2.3 Subventions à l'exportation

Le Sénégal n'a notifié aucune subvention à l'exportation, ni pour la période de référence ni au cours des années successives, et de ce fait il ne pourra pas à l'avenir fournir des subventions à l'exportation non exemptées. Les exportations traditionnelles ont souvent été taxées par le passé. Par exemple, avant 1984, une taxe de 20 pour cent était appliquée sur les arachides et l'huile d'arachide. En 1984, conformément à la Nouvelle politique agricole, les taxes ont été supprimées sur les exportations afin d'accroître les revenus des producteurs et d'assurer leur compétitivité sur les marchés mondiaux. Avant le Cycle d'Uruguay, seuls quelques produits bénéficiaient de subventions à l'exportation, principalement des marchandises transformées, pour lesquelles les taux variaient de 5 pour cent pour les fruits et légumes à 59 pour cent pour le fourrage du bétail (tableau 5). Bien qu'elles aient été éliminées avant l'entrée en vigueur du Cycle d'Uruguay, elles mettent en lumière le type de produits que les pouvoirs publics pourraient avoir intérêt à soutenir par des subventions compatibles avec l'OMC, s'ils disposaient de ressources financières suffisantes.

Tableau 5: Les subventions à l'exportation accordées aux produits agricoles en 1989

Produit

Exportations (f.a.b.)

Subventions

Subventions en pourcentage de la valeur f.a.b. des exportations

 

(millions de FCFA)

 

Fruits et légumes

Conserves

Farine de poisson

Cigarettes

Fourrages pour le bétail

1 313

17 575

151

725

217

66

1 318

6

146

128

5

7

4

20

59

Total

19 981

1 664

8

Source: Ministère des douanes, Division des enquêtes douanières.

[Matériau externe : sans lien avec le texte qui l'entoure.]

PR #3031, opened 2023-10-30
Switch `ModeledMethod` to union of types

koesie10:
This switches the `ModeledMethod` type from 1 type containing all fields to a union of multiple types where each type accurately represents which fields are present for a specific model. This allows more disjointed models to be represented more accurately, such as type models. For type models, having` input`, `output`, etc. doesn't make sense. It instead has fields like `type1`, `type2` and `path`. I don't think adding these properties to every modeled method makes sense, so this is a solution which allows us to represent both models.

This is a very large changeset, but I don't think splitting it up would be helpful (I don't really see how). A lot of the changes are changes to method names or removing unnecessary properties.

## Checklist

### DIFF
--- a/extensions/ql-vscode/src/model-editor/languages/languages.ts
+++ b/extensions/ql-vscode/src/model-editor/languages/languages.ts
@@ -28,7 +28,7 @@ export function getModelsAsDataLanguageModel<
 ): NonNullable<ModelsAsDataLanguagePredicates[T]> {
   const definition = getModelsAsDataLanguage(language).predicates[model];
   if (!definition) {
-    throw new Error(`No models-as-data definition for ${model}`);
+    throw new Error(`No models-as-data predicate for ${model}`);
   }
   return definition;
 }
--- a/extensions/ql-vscode/src/model-editor/languages/languages.ts
+++ b/extensions/ql-vscode/src/model-editor/languages/languages.ts
@@ -1,5 +1,8 @@
 import { QueryLanguage } from "../../common/query-language";
-import { ModelsAsDataLanguage } from "./models-as-data";
+import {
+  ModelsAsDataLanguage,
+  ModelsAsDataLanguagePredicates,
+} from "./models-as-data";
 import { staticLanguage } from "./static";
 
 const languages: Partial<Record<QueryLanguage, ModelsAsDataLanguage>> = {
@@ -13,6 +16,19 @@ export function getModelsAsDataLanguage(
   const definition = languages[language];
   if (!definition) {
     throw new Error(`No models-as-data definition for ${language}`);
+  }
+  return definition;
+}
+
+export function getModelsAsDataLanguageModel<
+  T extends keyof ModelsAsDataLanguagePredicates,
+>(
+  language: QueryLanguage,
+  model: T,
+): NonNullable<ModelsAsDataLanguagePredicates[T]> {
+  const definition = getModelsAsDataLanguage(language).predicates[model];
+  if (!definition) {
+    throw new Error(`No models-as-data definition for ${model}`);
   }
   return definition;
 }
--- a/extensions/ql-vscode/src/model-editor/modeled-method.ts
+++ b/extensions/ql-vscode/src/model-editor/modeled-method.ts
@@ -19,12 +19,87 @@ export type Provenance =
   // Entered by the user in the editor manually
   | "manual";
 
-export interface ModeledMethod extends MethodSignature {
-  readonly type: ModeledMethodType;
+export interface NoneModeledMethod extends MethodSignature {
+  readonly type: "none";
+  // Provenance is always propagated
+  readonly provenance: Provenance;
+}
+
+export interface SourceModeledMethod extends MethodSignature {
+  readonly type: "source";
+  readonly output: string;
+  readonly kind: ModeledMethodKind;
+  readonly provenance: Provenance;
+}
+
+export interface SinkModeledMethod extends MethodSignature {
+  readonly type: "sink";
+  readonly input: string;
+  readonly kind: ModeledMethodKind;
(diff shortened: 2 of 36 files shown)


extensions/ql-vscode/src/model-editor/languages/languages.ts
```diff
@@ -16,3 +19,16 @@ export function getModelsAsDataLanguage(
...
+
+export function getModelsAsDataLanguageModel<
+  T extends keyof ModelsAsDataLanguagePredicates,
+>(
+  language: QueryLanguage,
+  model: T,
+): NonNullable<ModelsAsDataLanguagePredicates[T]> {
+  const definition = getModelsAsDataLanguage(language).predicates[model];
+  if (!definition) {
+    throw new Error(`No models-as-data definition for ${model}`);
```
robertbrignull, line 31:
```suggestion
    throw new Error(`No models-as-data predicate for ${model}`);
```
Should this error message be different from the error message from `getModelsAsDataLanguage` so it's easier to tell what's happened if we don't have the full stack trace.

extensions/ql-vscode/src/model-editor/yaml.ts
```diff
@@ -34,38 +41,92 @@ function createDataProperty(
...
-    sink: [],
-    summary: [],
-    neutral: [],
-  };
+  const methodsByType = {
+    source: [] as SourceModeledMethod[],
+    sink: [] as SinkModeledMethod[],
+    summary: [] as SummaryModeledMethod[],
+    neutral: [] as NeutralModeledMethod[],
+  } satisfies Record<keyof ModelsAsDataLanguagePredicates, ModeledMethod[]>;
```
robertbrignull, line 71: I've never seen the [`satisfies` operator](https://www.typescriptlang.org/docs/handbook/release-notes/typescript-4-9.html) before but it looks useful.

extensions/ql-vscode/src/view/model-editor/MethodRow.tsx
```diff
@@ -167,9 +167,6 @@ const ModelableMethodRow = forwardRef<HTMLElement | undefined, MethodRowProps>(
     const handleAddModelClick = useCallback(() => {
       const newModeledMethod: ModeledMethod = {
```
robertbrignull, line 168: Could replace with `createEmptyModeledMethod("none", method)`

extensions/ql-vscode/src/view/model-editor/MethodRow.tsx
```diff
@@ -362,9 +359,6 @@ function modeledMethodsToDisplay(
     return [
       {
```
robertbrignull, line 360: Could replace with `createEmptyModeledMethod("none", method)`

extensions/ql-vscode/src/view/model-editor/ModelKindDropdown.tsx
```diff
@@ -66,19 +67,26 @@ export const ModelKindDropdown = ({
...
+    } else if (kinds.length > 0 && !kinds.includes(value ?? "")) {
       onChangeKind(kinds[0]);
     }
-  }, [modeledMethod?.kind, kinds, onChangeKind]);
+  }, [modeledMethod, value, kinds, onChangeKind]);
 
   return (
     <Dropdown
-      value={modeledMethod?.kind}
+      value={value ?? undefined}
```
robertbrignull, line 89: If `value` had the type `string | false` then this would coerce that to `string | undefined`. However, I believe the type of `value` is already `string | undefined`, so is `?? undefined` unneccesary here?

extensions/ql-vscode/src/model-editor/modeled-method.ts
```diff
@@ -19,12 +19,87 @@ export type Provenance =
   // Entered by the user in the editor manually
   | "manual";
 
-export interface ModeledMethod extends MethodSignature {
-  readonly type: ModeledMethodType;
+export interface NoneModeledMethod extends MethodSignature {
+  readonly type: "none";
+  // Provenance is always propagated
+  readonly provenance: Provenance;
```
robertbrignull, line 25: I don't understand what this means that "provenance is always propagated". Could you explain a bit more? How can we have a provenance on a "none" modeling?

robertbrignull (commented):
I think this looks really good! I like splitting the `ModeledMethod` type up so that each sub-type only contains the fields it needs.

I have a few small comments asking for clarification or small improvements, but the overall idea and changes look great.

extensions/ql-vscode/src/model-editor/yaml.ts
koesie10: It's quite new, but it's perfect here to ensure that all keys are included, and all values are assignable to `ModeledMethod[]`.

extensions/ql-vscode/src/view/model-editor/ModelKindDropdown.tsx
koesie10: Yep, it's unnecessary here, thanks for spotting that. I believe I first had `string | null` here, which was not an acceptable type for the `Dropdown` `value`.

I don't think `string | false` would actually be affected by this operator. `??` is different from `||` and will only change the result when the input is either `null` or `undefined`, not any falsy value. So, this was there to catch the `null` that was here before.

extensions/ql-vscode/src/model-editor/modeled-method.ts
koesie10: This would essentially ensure that if you ran flow generation and then changed the type to unmodeled, and then changed it to something else, it would still show `df-manual`.

I actually think that doesn't make a ton of sense anymore, so I've removed this field. I believe that in a previous iteration it was somewhat harder to do, but there were very few places where we actually used this.

PR #3035, opened 2023-10-31
Fix scroll into view not working when revealing method

koesie10:
This fixes a bug where the method row would not scroll into view when revealing a method. The problem was that the `DataGridRow` component on which the `ref` was set is a `display: contents` element, which does not have a visual representation in the DOM. Therefore, it wasn't possible to scroll the method row into view. This fixes it by moving the ref to the `DataGridCell` component of the first column, which is a normal element.

## Checklist


robertbrignull (approved):
This fixes the bug for me.

PR #3040, opened 2023-11-01
Prevent duplicate query packs when creating a query

koesie10:
This prevents the creation of duplicate query pack names when creating a query in the following ways:
- When you have selected a folder, the query pack name will include the name of the folder. This should prevent duplicate query pack names when creating queries in different folders. - When the folder name includes `codeql` or `queries`, we will not add `codeql-extra-queries-` since that would be redundant.
- After generating the query pack name, we will resolve all qlpacks and check if one with this name already exists. If it does, we will start adding an index to the name until we find a unique name.

## Checklist

### DIFF
--- a/extensions/ql-vscode/src/local-queries/qlpack-generator.ts
+++ b/extensions/ql-vscode/src/local-queries/qlpack-generator.ts
@@ -1,12 +1,14 @@
 import { mkdir, writeFile } from "fs-extra";
 import { dump } from "js-yaml";
-import { join } from "path";
+import { dirname, join } from "path";
 import { Uri } from "vscode";
 import { CodeQLCliServer } from "../codeql-cli/cli";
 import { QueryLanguage } from "../common/query-language";
+import { getOnDiskWorkspaceFolders } from "../common/vscode/workspace-folders";
+import { basename } from "../common/path";
 
 export class QlPackGenerator {
-  private readonly qlpackName: string;
+  private qlpackName: string | undefined;
   private readonly qlpackVersion: string;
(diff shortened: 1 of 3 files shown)


extensions/ql-vscode/src/local-queries/qlpack-generator.ts
```diff
@@ -39,6 +43,37 @@ export class QlPackGenerator {
...
 
+  private async determineQlpackName(): Promise<string> {
+    let qlpackBaseName = `getting-started/codeql-extra-queries-${this.queryLanguage}`;
+    if (this.includeFolderNameInQlpackName) {
+      const folderBasename = basename(dirname(this.folderUri.fsPath));
+      if (
+        folderBasename.includes("codeql") ||
+        folderBasename.includes("queries")
+      ) {
+        // If the user has already included "codeql" or "queries" in the folder name, don't include it twice
```
shati-patel, line 54: Nice idea!

shati-patel (approved):
Looks good! 

I found a minor bug where a query got created "one level up" from where it was expected, so the extension can't find/open the query:

https://github.com/github/vscode-codeql/assets/42641846/12c0a7ce-8e3d-436a-8955-271c747fdbab

I.e. in this case, we expect the query to be inside `ql/swift/ql/examples/snippets`, but instead it gets created in `ql/swift/ql/examples` (probably because the latter is the "QL pack root" 🤔 )

---- 

On closer inspection, this is actually a bug I must have missed in a previous PR, not this one... So feel free to merge this and address that separately 🙈

PR #3041, opened 2023-11-01
Add telemetry for method modeling panel

charisk:
Adds some telemetry events for interactions with the modeling panel.

The `method-modeling-set-multiple-modeled-methods` is a bit generic, but we can improve that in the future if we want to.

## Checklist
N/A:

### DIFF
--- a/extensions/ql-vscode/src/model-editor/method-modeling/method-modeling-view-provider.ts
+++ b/extensions/ql-vscode/src/model-editor/method-modeling/method-modeling-view-provider.ts
@@ -133,16 +133,26 @@ export class MethodModelingViewProvider extends AbstractWebviewViewProvider<
           this.databaseItem,
           msg.methodSignature,
         );
+
+        void telemetryListener?.sendUIInteraction(
+          "method-modeling-set-multiple-modeled-methods",
+        );
         break;
       }
       case "revealInModelEditor":
         await this.revealInModelEditor(msg.method);
+        void telemetryListener?.sendUIInteraction(
+          "method-modeling-reveal-in-model-editor",
+        );
 
         break;
 
       case "startModeling":
         await this.app.commands.execute(
           "codeQL.openModelEditorFromModelingPanel",
+        );
+        void telemetryListener?.sendUIInteraction(
+          "method-modeling-start-modeling",
         );
         break;
       default:
--- a/extensions/ql-vscode/src/model-editor/method-modeling/method-modeling-view-provider.ts
+++ b/extensions/ql-vscode/src/model-editor/method-modeling/method-modeling-view-provider.ts
@@ -151,9 +151,6 @@ export class MethodModelingViewProvider extends AbstractWebviewViewProvider<
         await this.app.commands.execute(
           "codeQL.openModelEditorFromModelingPanel",
         );
-        void telemetryListener?.sendUIInteraction(
-          "method-modeling-start-modeling",
-        );
         break;
       default:
         assertNever(msg);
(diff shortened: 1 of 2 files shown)


extensions/ql-vscode/src/model-editor/method-modeling/method-modeling-view-provider.ts
```diff
@@ -133,17 +133,27 @@ export class MethodModelingViewProvider extends AbstractWebviewViewProvider<
...
+          "method-modeling-reveal-in-model-editor",
+        );
 
         break;
 
       case "startModeling":
         await this.app.commands.execute(
           "codeQL.openModelEditorFromModelingPanel",
         );
+        void telemetryListener?.sendUIInteraction(
```
robertbrignull, line 154: Do we need to emit ui-interaction telemetry here when the main body of the message handler just triggers the `codeQL.openModelEditorFromModelingPanel` command.

In cases like this where the interaction already triggers a unique command I've generally avoided logged extra telemetry for it.

extensions/ql-vscode/src/model-editor/method-modeling/method-modeling-view-provider.ts
```diff
@@ -133,17 +133,27 @@ export class MethodModelingViewProvider extends AbstractWebviewViewProvider<
           this.databaseItem,
           msg.methodSignature,
         );
+
+        void telemetryListener?.sendUIInteraction(
```
robertbrignull, line 137: This will get triggered every time anyone changes any aspect of a modeling. Do we want it to trigger that frequently?

It will tell us that people are using the method modeling panel, but I wonder if we have other ways of telling that. Or do we want to get info at this level of detail and frequency?

robertbrignull (commented):
I have a few comments, but they're all very subjective so please do say if you feel otherwise.

There are also maybe some other interactions, but I don't know if we want to emit telemetry for them or not:
- Changing index (i.e. view next/previous modeling)
- Adding a new modeling
- Removing a modeling

Though adding/removing would also trigger the catch-all "setMultipleModeledMethods" event.

extensions/ql-vscode/src/model-editor/method-modeling/method-modeling-view-provider.ts
charisk: Oh yeah you're right, don't need this!

extensions/ql-vscode/src/model-editor/method-modeling/method-modeling-view-provider.ts
charisk: I've removed this - I was under the impression we did the same in the model editor, but we don't. If we find that we need information around this we can add some telemetry in the future.

charisk:
> I have a few comments, but they're all very subjective so please do say if you feel otherwise.
> 
> There are also maybe some other interactions, but I don't know if we want to emit telemetry for them or not:
> 
> * Changing index (i.e. view next/previous modeling)
> * Adding a new modeling
> * Removing a modeling
> 
> Though adding/removing would also trigger the catch-all "setMultipleModeledMethods" event.

Thanks. I've stopped being lazy and added events for those events too.

extensions/ql-vscode/src/view/method-modeling/MultipleModeledMethodsPanel.tsx
```diff
@@ -123,6 +127,7 @@ export const MultipleModeledMethodsPanel = ({
 
     onChange(method.signature, newModeledMethods);
     setSelectedIndex(newSelectedIndex);
+    sendTelemetry("method-modeling-add-model");
```
robertbrignull, line 130:
```suggestion
    sendTelemetry("method-modeling-remove-model");
```

robertbrignull (approved):
One typo, otherwise LGTM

En raison de son statut de pays en développement, le Sénégal a le droit d'accorder des subventions pour réduire le coût de la commercialisation interne et du fret international. Cette exemption pourrait être importante, compte tenu des coûts élevés du transport dans le pays, notamment pour les fruits et légumes.

Il existe également un certain nombre d'autres mesures d'incitation visant à promouvoir les exportations, telles que les ristournes de droits de douane, le financement des exportations et l'assurance et les garanties des exportations.

III. BILAN DES ÉCHANGES ALIMENTAIRES ET AGRICOLES

3.1 Echanges agricoles

Les exportations agricoles représentent environ un cinquième des exportations totales et sont constituées surtout de produits dérivés des arachides (huile d'arachide, tourteaux d'arachides, arachides décortiquées) (52 pour cent de la valeur des exportations en 1998). Au fil du temps, cette prédominance s'est modifiée en faveur d'autres produits ou groupes de produits comme le coton (21 pour cent), les fruits et légumes (8 pour cent) et les peaux et cuirs (3 pour cent).

Les exportations ont fortement fluctué au cours de la période 1985-1998, au cours de laquelle elles ont suivi seulement une légère tendance à la hausse. Leur valeur initiale (1985) est identique à celle de la dernière année (figure 1); leur valeur moyenne de 1995 à 1998 (94,6 millions de dollars E.-U.) était inférieure de 32 pour cent à celle de la période 1990-94 et de 34 pour cent à celle de la valeur tendancielle extrapolée (tableau 6).

Table 6: Les échanges agricoles de 1990 à 1994 et de 1995 à 1998 (valeur annuelle moyenne, en millions de dollars E.-U., et variations en pourcentage)

Période

Exportations

Importations

Importations nettes

1990-94 réelle (a)

1995-98 réelle (b)

1995-98 extrapolée (c) 1

(b) - (a) 2

(b) - (c) 2

140

95

143

-45 (-32%)

-48 (-34%)

371

462

438

91 (24%)

24 (5%)

231

367

295

135 (59%)

72 (24%)

1 Valeur extrapolée basée sur la tendance de 1985 à 1994.

2 Les chiffres entre parenthèse sont de variations en pourcentage par rapport à (a) et (c) respectivement.

Source: Calculé à partir de données FAOSTAT. L'agriculture ne comprend pas les produits de la pêche et des forêts.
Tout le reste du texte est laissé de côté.